Result	CPSO-3	GA	PSO	CPIDSO
error	2.6306e-007	0.0063	1.9272e-005	0
K	1.9999	1.9817	1.9997	2.0000
T1	1.0002	1.0489	1.0021	1.0000
T2	19.9986	19.7638	19.9842	20.0000
T3	0.7998	0.7858	0.7975	0.8000

As seen in Fig 7, there exist different absolute errors among these estimated output results. One may find that the absolute errors by chaotic PID controlling PSO and CPSO-3 are smaller while the ones by GA are biggest. In addition, PSO produces more accurate estimation results than GA. As given in Table 12, it is obvious that chaotic PID controlling PSO yields the best estimation results while GA performs comparatively worse. The estimation results by PSO are worse than those by CPSO-3, but are better than those by GA. Despite of these, all the evolutionary algorithms can be utilized to estimate the parameters of nonlinear dynamic systems.
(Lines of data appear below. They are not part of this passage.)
Issue #1912, opened 2021-10-01
Lowercase user and applicant email addresses


seanmalbert:
For users and applicants we want to lowercase the email addresses. This means two things:

1. We need migration script that lowercases all existing email address
2. When an email address is supplied by a user either for entry or for a an action like logging in, we want to lower case input (we can do this server side)

PR #1972, opened 2021-10-12
fix(backend): enforces lower casing of emails

YazeedLoonat:
## Issue
https://github.com/bloom-housing/bloom/issues/1912

Addresses #issue

## Description
Addresses Issue #1912  enforcing lower casing of incoming emails when:
new users are created, a look up of a user by email address happens, during user confirmation, and user log in

## Type of change
- [x] This change requires a SQL Script

Create a new user with some combination of upper and lower case letters in the email address
attempt to log in as that user but only input the email address in lower case (no upper case characters) you should be able to log in as if the cases matched

if you have DB access, peep the new record and verify the email stored in the db is lower cased

## Checklist:


backend/core/test/user/user.e2e-spec.ts
```diff
@@ -570,4 +570,27 @@ describe("Applications", () => {
...
+      middleName: "Mid",
+      lastName: "Last",
+      dob: new Date(),
+    }
+    const mockWelcome = jest.spyOn(testEmailService, "welcome")
+    const res = await supertest(app.getHttpServer())
+      .post(`/user`)
+      .set("jurisdictionName", "Alameda")
+      .send(userCreateDto)
+    expect(mockWelcome.mock.calls.length).toBe(1)
```
pbn4, line 590: Checking whether mockWelcome has been called is not needed here.

backend/core/src/migration/1633557587028-user-email-lower-case.ts
```diff
@@ -0,0 +1,13 @@
+import { MigrationInterface, QueryRunner } from "typeorm"
+
+export class userEmailLowerCase1633557587028 implements MigrationInterface {
+  name = "userEmailLowerCase1633557587028"
+
+  public async up(queryRunner: QueryRunner): Promise<void> {
```
pbn4, line 6: @seanmalbert @YazeedLoonat  Do we only want to change login related email handling here?

We have more columns like %email% in our DB schema:
```
bloom=# SELECT t.table_schema, t.table_name, c.column_name fROM information_schema.tables t INNER JOIN information_schema.columns c on c.table_name = t.table_name and c.table_schema = t.table_schema WHERE c.column_name LIKE '%email%' and t.table_schema not in ('information_schema', 'pg_catalog') and t.table_type = 'BASE TABLE' order by t.table_schema;
 table_schema |    table_name     |     column_name
--------------+-------------------+---------------------
 public       | user_accounts     | email
 public       | listings          | leasing_agent_email
 public       | household_member  | no_email
 public       | applicant         | email_address
 public       | applicant         | no_email
 public       | alternate_contact | email_address
 public       | household_member  | email_address
```

Shouldn't we update those too? E.g. when detecting duplicates in applications (email rule set) by lower casing them we also prevent some problems with missing duplicates.

backend/core/test/user/user.e2e-spec.ts
```diff
@@ -570,4 +570,27 @@ describe("Applications", () => {
...
+    expect(res.body).toHaveProperty("id")
+    expect(res.body).not.toHaveProperty("passwordHash")
+    expect(res.body).toHaveProperty("email")
+    expect(res.body.email).toBe("testinglowercasing@lowercasing.com")
```
pbn4, line 594: I would be nice to add a login check here, to see if login in with lower cased email works, but that requires you do use admin credentials to confirm a user (set confirmed_at through `PUT /user/:id` endpoint or by setting confirmed_at with UserRepository.

YazeedLoonat:
Hey @pbn4 got this update per your comments, lemme know what you think

pbn4 (approved):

5 Conclusions and future work

We present a chaotic PID controlling PSO variant, where we attempt to use the combination of a PID controller, chaotic logistic dynamics and hierarchical inertia weight to improve the performance of SPSO. Chaotic PID controlling PSO together with with other several chaotic PSO algorithms, is conducted on some multimodal functions. Successively, it is also used in the parameter identification of a given nonlinear dynamic system. The experimental results indicate chaotic PID controlling PSO enhances the diversity of swarm, and has better convergence efficiency, compared with other several chaotic PSO algorithms and meta-heuristics. Furthermore, chaotic PID controlling PSO also outperforms chaotic catfish PSO, GA and PSO for the parameter identification of the nonlinear dynamic system.

Future work will further the performances of hybrid evolutionary strategies of PID controllers, hierarchical inertia weight and chaotic dynamics for high dimensional complex multimodal problems. Besides, the refining of the multifarious computation is needed. Moreover, we will apply the proposed approach to other practical engineering applications.